An MITM attack refers to a cybercrime wherein the attacker hacks into a company’s email account, gathers information about transactions with other firms, and then poses as one of them in order to siphon the money being transacted between the two.
According to police, the complainant company, based in the city, had sold sprouts to a client company based in Madhya Pradesh (MP).
On January 17, the city firm emailed the GST invoice to the client and was to receive a payment of ₹20 lakh in return. On January 23, the client made the payment through a bank transfer.
Later that evening, the firm called the client to check on the status of payment.
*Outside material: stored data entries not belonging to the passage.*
PR #3990, opened 2025-08-14
Set up Codeception tests for Classy

JPry:
## Notable Changes

* WIP


tests/classy_integration/Controller_Test.php
```diff
@@ -2,85 +2,242 @@
...
+		);
+	}
+
+	/**
+	 * @covers Controller::do_register
+	 */
+	public function test_do_register_registers_assets_when_tec_common_assets_loaded_action_did_run(): void {
+		$controller = $this->make_controller();
+
+		// Mock the action to have already run
```
lucatume: Here and elsewhere, add full-stop at end of comments.

tests/classy_integration/Controller_Test.php
```diff
@@ -2,85 +2,242 @@
...
+	 * @covers Controller::register_assets
+	 */
+	public function test_register_assets_registers_script_and_styles(): void {
 		/** @var Controller $controller */
 		$controller = $this->make_controller();
 
-		$post_types = $controller->add_supported_post_types( [] );
+		// Mock Common_Controller
+		$common_controller = $this->createMock( Common_Controller::class );
+		$common_controller->method( 'post_uses_classy' )->willReturn( true );
```
lucatume: You can use the filter `tec_classy_post_types` to control the supported post types.
Avoid mocking if you can just set up a fixture with a real post and add the required filters.

tests/classy_integration/Controller_Test.php
```diff
@@ -2,85 +2,242 @@
...
+		$this->assertEquals( 'tec_events_pro_classy_registered', $added_actions[1]['hook'] );
+		$this->assertEquals( [ $controller, 'register_ecp_editor_meta' ], $added_actions[1]['callback'] );
+	}
+
 	/**
-	 * @covers \TEC\Events\Classy\Controller::add_supported_post_types
+	 * @covers Controller::unregister
 	 */
-	public function test_add_supported_post_types(): void {
+	public function test_unregisters_rest_controller(): void {
```
lucatume: Do not mock controllers.

And this method is not required, the `Controller_Test_Case` will already check that all the filters/actions added by the controller, and any sub-controller it registers, are removed.
The REST controller registers on `rest_api_init` to call the `register_routes` method; that will be tested and checked by the built-in test method of the `Controller_Test_Case`

tests/classy_integration/Controller_Test.php
```diff
@@ -2,85 +2,242 @@
...
+
+	/**
+	 * @covers Controller::get_data
+	 */
+	public function test_get_data_returns_expected_structure(): void {
+		/** @var Controller $controller */
+		$controller = $this->make_controller();
+
+		// Mock the Currency class.
+		$this->set_class_fn_return( Currency::class, 'get_currency_code', 'USD' );
```
lucatume: Do not mock it, why?
Just use the real one and look for its default values.

tests/classy_integration/REST/Controller_Test.php
```diff
@@ -0,0 +1,376 @@
...
+
+class Controller_Test extends Controller_Test_Case {
+	use With_Uopz;
+
+	protected $controller_class = Controller::class;
+
+	/**
+	 * @covers Controller::register_routes
+	 */
+	public function test_register_routes_registers_all_ticket_endpoints(): void {
```
lucatume: This test case should be rewritten to be simplified: do not test the implementation of the endpoints.

Just create a data provider exercising the endpoints will all the possible arguments, then:
```
// ... set up request and fixture

$response = rest_get_server()->dispatch($request);

// ... assertions on response and side-effects.
```

This will cover the endpoint registration, including arguments sanitization and validation, and will test the code the way it's used.
[Example](https://github.com/the-events-calendar/events-pro/blob/2c4190c228f760c5eb1cfb0dbacd1691bad9582a/tests/classy_integration/Virtual_Location/REST/Zoom_Meetings_Test.php#L371)

tests/classy_integration/Controller_Test.php
```diff
@@ -2,85 +2,229 @@
...
+	 * @covers Controller::do_register
 	 */
-	public function test_add_supported_post_types(): void {
-		/** @var Controller $controller */
+	public function test_do_register_registers_assets_when_tec_common_assets_loaded_action_did_run(): void {
 		$controller = $this->make_controller();
 
-		$post_types = $controller->add_supported_post_types( [] );
+		// Mock the action to have already run.
+		$this->set_fn_return(
```
lucatume: One way you can avoid using `uopz` to mock an action is to remove all filters attached to a filter/action and then apply the filters or do the action:

```php
// Remove all filters to avoid side-effects from other code hooked to it.
remove_all_filters( 'tec_common_assets_loaded' );

// Do the action.
do_action( 'tec_common_assets_loaded' );
```

tests/classy_integration/Controller_Test.php
```diff
@@ -2,85 +2,229 @@
...
+	public function test_do_register_adds_action_when_tec_common_assets_loaded_action_has_not_run(): void {
+		$controller = $this->make_controller();
+
+		// Mock the action to have not run, and are not running.
+		$this->set_fn_return( 'did_action', static fn( $action ) => false, true );
+		$this->set_fn_return( 'doing_action', static fn( $action ) => false, true );
+
+		// Mock add_action to capture calls.
+		$added_actions = [];
+		$this->set_fn_return(
```
lucatume: No need to mock `add_action`, just check with `has_action`.

tests/classy_integration/Controller_Test.php
```diff
@@ -2,85 +2,229 @@
...
 	/**
-	 * @covers \TEC\Events\Classy\Controller::filter_data
+	 * @covers Controller::do_register
 	 */
-	public function test_filter_data(): void {
+	public function test_do_register_adds_action_when_tec_common_assets_loaded_action_has_not_run(): void {
+		$controller = $this->make_controller();
+
+		// Mock the action to have not run, and are not running.
+		$this->set_fn_return( 'did_action', static fn( $action ) => false, true );
```
lucatume: Here you're trying to say "the `tec_common_assets_loaded` action was not done and is not being done".
You can do this without using `uopz`:

```php
// Unset the actions counter.
global $wp_actions;
unset($wp_actions['tribe_common_assets_loaded'];

// 0
var_dump(did_action('tribe_common_assets_loaded'));
```

tests/classy_integration/Controller_Test.php
```diff
@@ -2,85 +2,229 @@
...
+		$this->set_fn_return( 'doing_action', static fn( $action ) => false, true );
```
lucatume: You should not need to mock `doing_action` since you're not doing it.

tests/classy_integration/Controller_Test.php
```diff
@@ -2,85 +2,229 @@
...
-			$data
+	/**
+	 * @covers Controller::get_et_class
+	 */
+	public function test_get_et_class_returns_et_class_name(): void {
+		/** @var Controller $controller */
+		$controller = $this->make_controller();
+
+		// Use reflection to access private method.
+		$method = Closure::bind(
```
lucatume: If it's private it should not be tested. You can remove this test and cover the method implicitly in other tests.

tests/classy_integration/Controller_Test.php
```diff
@@ -2,85 +2,229 @@
...
+		add_filter(
+			'tec_classy_post_types',
+			static fn( $types ) => array_unique( array_merge( $types, $post_types ) )
+		);
+
+		// Mock wp_create_nonce.
+		$this->set_fn_return( 'wp_create_nonce', static fn( $action ) => "nonce_{$action}", true );
+
+		// Use a closure to access the private method.
+		$method = Closure::bind(
```
lucatume: If the method is private, then it should not be tested.
Either make the method public, which I think would be fine in this case, or test it through another side-effect.

lucatume (changes requested):
There is still some mocking, including partial mocking and private access, that I think could be removed.

lucatume (approved):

While the client claimed that the money had already been transferred, the company said it did not receive the payment.
Realising that it had been duped, the city firm approached the cyber police. “We immediately got in touch with the bank and froze the account to which the money had been transferred before it could be withdrawn by the accused,” said an officer from the BKC cyber cell.
Explaining the modus operandi, the officer said, “The accused hacked the email id of the client company. After reading and copying the contents of the invoice sent by the Mumbai-based firm, the accused deleted it. The accused then created a new email id, identical to that of the Mumbai firm.”
“Using the fake email id, the fraudster sent an email to the client company with the same contents, but a different bank account. The money was then transferred by the client into the accused’s bank account,” the officer said.
Officers from the BKC cyber cell have advised the client company to file a complaint with the local police in MP.